What is being asked: All of the records must be set down again word for word.

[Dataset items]
[Start of Attachment]
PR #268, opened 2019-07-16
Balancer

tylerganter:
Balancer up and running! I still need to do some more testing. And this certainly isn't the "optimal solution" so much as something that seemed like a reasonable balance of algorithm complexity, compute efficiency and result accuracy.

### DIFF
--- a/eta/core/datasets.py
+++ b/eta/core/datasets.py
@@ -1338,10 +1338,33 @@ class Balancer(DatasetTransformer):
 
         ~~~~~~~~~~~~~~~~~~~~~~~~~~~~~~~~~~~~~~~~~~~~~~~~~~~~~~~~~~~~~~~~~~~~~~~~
[End of Attachment]
Result of the exercise:
PR #268, opened 2019-07-16
Balancer

tylerganter:
Balancer up and running! I still need to do some more testing. And this certainly isn't the "optimal solution" so much as something that seemed like a reasonable balance of algorithm complexity, compute efficiency and result accuracy.

### DIFF
--- a/eta/core/datasets.py
+++ b/eta/core/datasets.py
@@ -1338,10 +1338,33 @@ class Balancer(DatasetTransformer):
 
         ~~~~~~~~~~~~~~~~~~~~~~~~~~~~~~~~~~~~~~~~~~~~~~~~~~~~~~~~~~~~~~~~~~~~~~~~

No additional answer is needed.